## Exercise
Using "rows" as the search string, find the matching lines below and copy them.
═════ Dataset extract
PR #4841, opened 2026-07-27
feat(EditableTable): support per-row dateConfig function for date cells

FaithAdekunle:
## Description

Lets an editable-table date column's `dateConfig` be a **function of the row item** (`(item) => DateCellConfig`) as well as a static object. This makes a date cell's `minDate`/`maxDate` able to depend on other fields in the same row — e.g. bounding an end date's lower bound by that row's start date — which the current static, per-column config can't express.

https://github.com/user-attachments/assets/bd96ae32-310c-4817-83c9-b11c1c10ccce

## Type of change

## Implementation details

- `EditableTable/types.ts` — `dateConfig?: DateCellConfig | ((item: R) => DateCellConfig)`, mirroring the existing `numberConfig.units` static-or-function convention.
- `EditableTable/components/cells/DateCell.tsx` — resolves the config against the current row item before reading `minDate`/`maxDate`.
- The read-only cell only uses `dateConfig` as a truthy "is this a date column?" flag, so a function value works there unchanged.
- Added an interactive story (`EditableTableWithPerRowDateConfig`) with rows carrying different start/end dates, demonstrating per-row bounds.

Backward compatible — the static-object form is unchanged.

### DIFF
--- a/packages/react/src/patterns/OneDataCollection/__stories__/visualizations/editable-table/editable-table.stories.tsx
+++ b/packages/react/src/patterns/OneDataCollection/__stories__/visualizations/editable-table/editable-table.stories.tsx
@@ -1,5 +1,5 @@
 import { Meta, StoryObj } from "@storybook/react-vite"
-import { format } from "date-fns"
+import { format, parseISO } from "date-fns"
 import { useMemo, useRef, useState } from "react"
 import { action } from "storybook/actions"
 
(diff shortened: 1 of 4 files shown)


sauldom102 (changes requested):
Can we include some unit tests?

sauldom102 (approved):

PR #4843, opened 2026-07-27
feat(F0AiMessagesContainer): welcome screen caption and subtitle

igorsafonov-gif:
## Description

Adds two optional props to the AI chat welcome (start) screen so hosts can label mode-specific chats:

- `initialMessageCaption` — a static line rendered **above** the gradient typewriter phrase, same size (`text-2xl font-semibold`) in `text-f1-foreground-secondary`. E.g. "Analytics mode:".
- `initialMessageSubtitle` — a smaller (`text-lg`) secondary line rendered **below** the phrase. E.g. "Ask about employees, contracts, absences, and presence. More data soon."

Both are pass-throughs to the internal `WelcomeScreen` (`caption`/`subtitle`); nothing changes when omitted. First consumer: One's Analytics mode start screen in the factorial monorepo (wiring lands there after this releases).

## Type of change

## Implementation details

- `WelcomeScreen` wraps the phrase in a column: optional caption (`mb-1`), phrase, optional subtitle (`mt-3`). Inline `style={{ minHeight: 28 }}` replaced with `min-h-[28px]`.
- Two adjacent a11y fixes surfaced by review of these lines:
  - The typewriter now respects `prefers-reduced-motion` (`useReducedMotion()` from `@/lib/a11y`): renders the first phrase statically with no rotation (WCAG 2.2.2).
  - `aria-label` was set on a plain `<p>` (prohibited on the paragraph role, and it fought the caption by exposing a partially-typed slice). It now applies only in the interactive (`role="button"`) case; a `sr-only` span carries the full stable phrase, with the typed slice `aria-hidden`.
- New `Snapshot` story (`withSnapshot({})`) whose `play` waits for the typed span to match the sr-only span, pinning Chromatic's capture to the settled state.

## Testing

- `WelcomeScreen.test.tsx`: caption/subtitle presence, styling, and DOM order; both omitted; reduced-motion static render; no `aria-label` on the non-interactive paragraph. Existing interactive/fullscreen tests updated to query via the sr-only phrase.
- New `F0AiMessagesContainer.test.tsx`: integration test asserting the caption/subtitle props reach the welcome screen.
- `pnpm vitest run src/kits/ai`: 268 tests green; `tsc`, `oxlint`, `format:check` clean.

## Follow-up commits (design review in the consuming app)

- **Rotation order + immediacy**: swapping the phrase list restarts the typewriter at the first phrase of the new list and begins typing immediately (the 400ms settle delay stays first-mount-only). Regression-tested.
- **Visual polish**: caption sits flush above the phrase, subtitle drops to `text-base`, both fade in from transparent over 500ms.
- **Layout stability**: the welcome suggestions row reserves two chip rows (`min-h-[72px]`, bottom-packed) so suggestion-set swaps can't rewrap 1↔2 rows and shift the greeting.
- **History markers**: `ChatThread` gains optional `icon`/`trailingLabel`, rendered by `ThreadItem` (icon before title, hover-revealed label) — first consumer marks Analytics chats. Companion PRs: factorialco/factorial-agent#2296, factorialco/factorial#107629.

https://github.com/user-attachments/assets/75ad024f-f0e8-41a7-88f5-b1afff34602b


warcos-fact:
Is that Chat/Analytics toggle part of the UI or is it just for the demo?

igorsafonov-gif:
@warcos-fact it's part of the UI, but it's already shipped.

siguenzaraul (approved):

PR #99, opened 2024-02-24
Remove unneeded file now that hatch is used for packaging

willingc:
Removes `__about__.py` that is no longer needed to set a version.


lwasser (approved):
Thank you @willingc good catch on this file not being needed anymore!!
i will merge this. in general are there rules around when to update the changelog vs not? i'm asking because this pr doesn't include a changelog but it's also very small. so i wasn't sure what the general thoughts are on this. i will still merge this i'm just wondering.

Issue #78, opened 2023-12-16
Update repo for maintainability


willingc:
Evolving code bases often need some "cleaning" to help the repo be understandable and maintainable by future contributors. This issue will track the series of steps to be taken while cleaning.

## Phase 1
Update repo root for maintainability:

- [x] Simplify README for readability
    - Add badges
    - Create sections that would be expected
    - Update title to reflect that the repo will be renamed in the future to the `pyosmeta` to match the package name
- [x] Create a `CONTRIBUTING.md` file and move usage instructions from existing README to it
- [x] Create a `CODE_OR_CONDUCT.md` file and add text to refer to the pyOpenSci CoC page
- [x] Create a `CHANGELOG.md` file which will contain a badge to PyPI for first iteration
- [x] Create a `LICENSE` file at the repo root for MIT license with content from `src/LICENSE.txt` and drop the `.txt` suffix
- [x] Remove `src/LICENSE.txt` and `src/README.md`

## Phase 2
- [x] Review the development tools config (flake8, recommit, gitignore, etc.)

## Phase 3
- [ ] Correct any errors surfaced by running code inspectors

## Phase 4
- [ ] Add module/file docstrings
- [ ] Review function, class, and public method docstrings and edit as needed

## Phase 5
Begin code enhancements such as adding a CLI that allows running: `pyosmeta <task> <commandline>`

willingc:
@lwasser We'll be pairing on this with you doing the bulk of the PR reviews.

lwasser:
@all-contributors please add @willingc for code, review

lwasser:
yes please @willingc 

excited to work on this with you! i also just added two other issues that will improve the package's infrastructure. i'll do a better job of updating the changelog as well from now on. because i've been the only person working on this, I know it's missing a lot of core package elements.  I appreciate getting to work with you on this!

willingc:
Closing this since I think we will cover Phase 3, 4, and 5 during incremental refactor of the repo.

PR #101, opened 2024-02-24
Update gitignore, flake8, and pre-commit config files

willingc:
Addresses #78.

This PR updates and documents the following configuration files:
- .gitignore (use standard Python gitignore and move pyosMeta specific items to end)
- .flake8 (explain ignored rules and add a code complexity check)
- .precommit.config.yaml (improve comments for maintainability and new contributor friendliness)

### DIFF
--- a/.gitignore
+++ b/.gitignore
@@ -166,19 +166,7 @@ cython_debug/
 .vscode/
 
 # pyosMeta specific
-all_contribs.pickle
-all_contribs_dict.pickle
-all-submissions.csv
-issue-stats.ipynb
-plot.py
-presubmissions.csv
-reviews_all.csv
-reviews_presubmissions.csv
 src/pyosmeta/_version.py
-src/pyosmeta/cli/test.ipynb
-
-contrib*.yml
-pack*.yml
 *.pickle
 
 .token
--- a/.gitignore
+++ b/.gitignore
@@ -1,25 +1,123 @@
-.DS_Store
-contrib*.yml
-pack*.yml
-*.pickle
-all_contribs.pickle
-all_contribs_dict.pickle
-.env
-.vscode/
-.idea/
-.token
-__pycache__
-.coverage
-coverage.xml
+# Byte-compiled / optimized / DLL files
+__pycache__/
+*.py[cod]
+*$py.class
 
+# C extensions
+*.so
 
 # Distribution / packaging
 .Python
 build/
+develop-eggs/
 dist/
+downloads/
+eggs/
+.eggs/
+lib/
+lib64/
+parts/
+sdist/
+var/
+wheels/
+share/python-wheels/
+*.egg-info/
+.installed.cfg
+*.egg
+MANIFEST
+
+# PyInstaller
+#  Usually these files are written by a python script from a template
+#  before PyInstaller builds the exe, so as to inject date/other infos into it.
+*.manifest
+*.spec
+
+# Installer logs
+pip-log.txt
+pip-delete-this-directory.txt
+
+# Unit test / coverage reports
+htmlcov/
+.tox/
+.nox/
+.coverage
+.coverage.*
+.cache
+nosetests.xml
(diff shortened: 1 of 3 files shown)


.gitignore
```diff
@@ -1,26 +1,124 @@
...
+#   https://python-poetry.org/docs/basic-usage/#commit-your-poetrylock-file-to-version-control
+#poetry.lock
+
+# pdm
+#   Similar to Pipfile.lock, it is generally recommended to include pdm.lock in version control.
+#pdm.lock
+#   pdm stores project-wide configurations in .pdm.toml, but it is recommended to not include it
+#   in version control.
+#   https://pdm.fming.dev/#use-with-ide
+.pdm.toml
```
lwasser, line 110:
```suggestion

```
@willingc i had intentionally removed a lot from the .gitignore because we don't use a lot of this such as pdm. Do you think it's better practice to just include the stock .gitignore as is rather than being intentional about what would actually potentially be used / ignored in our workflow? i'm just curious. this definitely had some things i had to add back such and code coverage files. but then it has other things like this that we just don't need because we don't use it and would never have a pdm toml file in our build or dev workflow using hatch.

.gitignore
```diff
@@ -1,26 +1,124 @@
...
+
+# PEP 582; used by e.g. github.com/David-OConnor/pyflow and github.com/pdm-project/pdm
+__pypackages__/
```
lwasser, line 113:
```suggestion

```
similarly i think this pep isn't used? or that was my understanding. pdm supports it but i had heard it never was adopted (i could be wrong)

.gitignore
```diff
@@ -1,26 +1,124 @@
...
+
+# Celery stuff
+celerybeat-schedule
+celerybeat.pid
+
+# SageMath parsed files
+*.sage.py
```
lwasser, line 120:
```suggestion

```

.gitignore
```diff
@@ -30,19 +128,58 @@ ENV/
...
 
+# Spyder project settings
+.spyderproject
+.spyproject
+
+# Rope project settings
+.ropeproject
+
+# mkdocs documentation
+/site
```
lwasser, line 139:
```suggestion

```

we don't use mkdocs or rope

.gitignore
```diff
@@ -30,19 +128,58 @@ ENV/
...
 plot.py
 presubmissions.csv
 reviews_all.csv
 reviews_presubmissions.csv
+src/pyosmeta/_version.py
 src/pyosmeta/cli/test.ipynb
+
+contrib*.yml
+pack*.yml
+*.pickle
```
lwasser, line 182:
```suggestion
src/pyosmeta/_version.py
*.pickle
```

This is my mess 😄 i have learned to use a global .gitignore for dummy test files :)  so we can clean this up too as i have a better workflow now!

.pre-commit-config.yaml
```diff
@@ -1,55 +1,55 @@
...
-# - Register git hooks: pre-commit install --install-hooks
+# pre-commit (https://pre-commit.com/) is a tool that runs source code checks
+# such as linting, formatting, and code style.
+
+# CI
+# pyosMeta uses pre-commit with the precommit.ci bot to check pull requests.
+# Configuration reference doc: https://pre-commit.com/#pre-commit-configyaml---top-level
+
+# Developers
+# You may want to install pre-commit to run locally on each minimum_pre_commit_version
```
lwasser, line 9: Thank you this is wonderful!

lwasser (approved):
@willingc thank you for this. see what you think about removing some of the things we don't need or let me know if you think we should keep the default as is. once we clean this up we can merge this. approving!

.gitignore
willingc: I think it is personal preference. I tend to use what is the common standard that GH uses. Your call. I'm cool with whatever. I do like to have pyosMeta specific stuff at the end :smile:

PR #103, opened 2024-02-24
Update changelog to reflect actual history on PyPI and GitHub

willingc:


lwasser (approved):
Thank you for this, @willingc i hope we can  create a new release soonish to align pypi with GitHub! i don't know how that happened but i'd guess i was playing around with hatch and versioning and running tests and never fully cleaned things up! let's merge this

PR #104, opened 2024-02-24
Update optional dependencies and edit pyproject.toml

willingc:
This PR adds dev dependencies as optional dependencies and makes minor style changes.

Developers can now run `pip install ".[dev]"` or `pip install -e ".[dev]"` to install dev tools locally.

We can set up a dev environment for hatch in a separate PR.

### DIFF
--- a/pyproject.toml
+++ b/pyproject.toml
@@ -10,7 +10,6 @@ authors = [{ name = "Leah Wasser", email = "leah@pyopensci.org" }]
 maintainers = [
     { name = "pyOpenSci", email = "admin@pyopensci.org" }, # Optional
 ]
-
 classifiers = [
     "Development Status :: 4 - Beta",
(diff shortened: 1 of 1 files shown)


lwasser (approved):
Excellent. let's merge this. @willingc when we merge the tests PR, you'll notice i setup a hatch environment to run tests. We can actually setup a lint environment too or a general dev environment as well. 

this is where we'll learn that using hatch - there is a slightly different approach in terms of environments. i'm actually really enjoying it the more i use it. because you don't HAVE to worry about what environment you are in. the only thing i don't understand how to do is run debugging actions in my GUI (vscode). i may ask about that at some point but that will be a bit of a workflow change. in the meantime, let's keep this approach as an option and merge it! perhaps some won't want to use hatch to do their dev work and that is also OK.

PR #106, opened 2024-02-25
Fix: Add categories validator to model

### LINKED ISSUE #105: Fix: categories need a clean / validation step
We need a validator to clean up the categories attr in the pydantic model 

Current lists look like this: we want dashes between each word for easier parsing
```
    - data-retrieval
    - data-extraction
    - data-processing/munging
    - data-deposition
    - data-validation and-testing
    - workflow-automation
    - database-interoperability
```

will revisit that piece and potential pydantic validators to cleanup.

_Originally posted by @lwasser in https://github.com/pyOpenSci/pyosMeta/issues/93#issuecomment-1962236456_

lwasser:
closes #105 

Opening as a draft as it still needs tests but this adds a validation step to categories to ensure they are added to the final yaml file in a clean format with only dashes in between words for easier web parsing.

### DIFF
--- a/src/pyosmeta/parse_issues.py
+++ b/src/pyosmeta/parse_issues.py
@@ -265,6 +265,49 @@ class ReviewModel(BaseModel):
 
         return user
 
+    @field_validator(
+        "categories",
+        mode="before",
+    )
+    @classmethod
+    def clean_categories(cls, categories: list[str]) -> list[str]:
+        """Make sure each category in the list is a valid value.
+
+        Valid pyos software categories are:
+            citation-management-bibliometrics, data-retrieval,
+            data-extraction, data-processing-munging, data-deposition",
+            data-validation-testing, data-visualization-analysis,
+            workflow-automation-versioning, database-interoperability,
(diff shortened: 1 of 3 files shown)


src/pyosmeta/parse_issues.py
```diff
@@ -265,6 +265,49 @@ def clean_gh_url(cls, user: dict[str, str]) -> dict[str, str]:
...
+            List of categories to clean.
+
+        Returns
+        -------
+        list[str]
+            List of cleaned categories.
+        """
+
+        valid_categories = {
+            "data-processing": "data-processing-munging",
```
willingc, line 295: Small tip: If you alphabetize these categories, they will be easier to scan. Also in the docstring.

willingc (approved):

src/pyosmeta/parse_issues.py
lwasser: oh - good suggestion. i can fix that before we merge. it's a small fix and you're right more readable!

lwasser: fixed!

Issue #82, opened 2023-12-20
Migrate to VCS-based versioning using hatchling


lwasser:
Rather than static versioning, we should migrate pyosmeta to hatch_vcs for versioning and setup a GitHub action to trigger a release to pypi upon github release

* this also can be used as a practice run for our python packaging tutorial on this topic.

- [x] First, add vcs versioning to repo (see #85 )
- [x] #100

lwasser:
this works. i'll open a new issue to migrate to a more secure build .

PR #108, opened 2024-02-25
Fix: Update publish pypi workflow to use hatch

### LINKED ISSUE #100: Set up a github action using hatch to release to PyPI
Automate the release to PyPI using hatch.

To approach this issue, consult the hatch documentation and recommended GitHub action.

This task will finish and close #82.

lwasser:
this closes #100 #82

NOTE: i haven't set this up before with hatch but because hatch is using setuptools_scm i suspect it's the same workflow. let's see how this runs.

### DIFF
--- a/.github/workflows/publish-pypi.yml
+++ b/.github/workflows/publish-pypi.yml
@@ -46,10 +46,10 @@ jobs:
         with:
           # Haven't setup trusted workflow on test pypi yet
           password: ${{ secrets.TEST_PYPI_TOKEN }}
-          repository_url: https://test.pypi.org/legacy/
+          repository-url: https://test.pypi.org/legacy/
           # Allow existing releases on test PyPI without errors.
           # NOT TO BE USED in PyPI!
-          skip_existing: true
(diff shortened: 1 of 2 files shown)


.github/workflows/publish-pypi.yml
```diff
@@ -45,6 +44,7 @@ jobs:
         if: github.event_name == 'push'
         uses: pypa/gh-action-pypi-publish@release/v1
         with:
+          # Haven't setup trusted workflow on test pypi yet
```
lwasser, line 47: The weird part here is i'm not sure whether we want to use hatch publish vs just the pypi publish workflow which is easy and i've used before.

willingc: I think it is fine to keep pypa/gh-action-pypi-publish

willingc: Using hatch to build the wheel and sdist

lwasser:
merging. we can see if it goes to testpypi

PR #109, opened 2024-02-26
Fix grammar in devguide

willingc:
Missed this after adding your tutorial link suggestion.


lwasser (approved):
Thank you @willingc merging!

PR #110, opened 2024-02-26
Fix: test pypi trusted workflow setup, remove token

lwasser:
This is a tiny pr that should fix test pypi failing (as it did on @willingc last commit). if we merge this test pypi should recieve a new build of pyos meta (which is not published there yet).


lwasser:
i'm merging this to see if (test) pypi receives a new version

PR #112, opened 2024-02-26
Fix: add environment

lwasser:


.github/workflows/publish-pypi.yml
```diff
@@ -40,8 +42,8 @@ jobs:
           echo ""
           echo "Generated files:"
           ls -lh dist/
-
-      - name: Publish package on test PyPI on merge in main branch # optional
+
```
══════════
## Written answer
- Added an interactive story (`EditableTableWithPerRowDateConfig`) with rows carrying different start/end dates, demonstrating per-row bounds.
- **Layout stability**: the welcome suggestions row reserves two chip rows (`min-h-[72px]`, bottom-packed) so suggestion-set swaps can't rewrap 1↔2 rows and shift the greeting.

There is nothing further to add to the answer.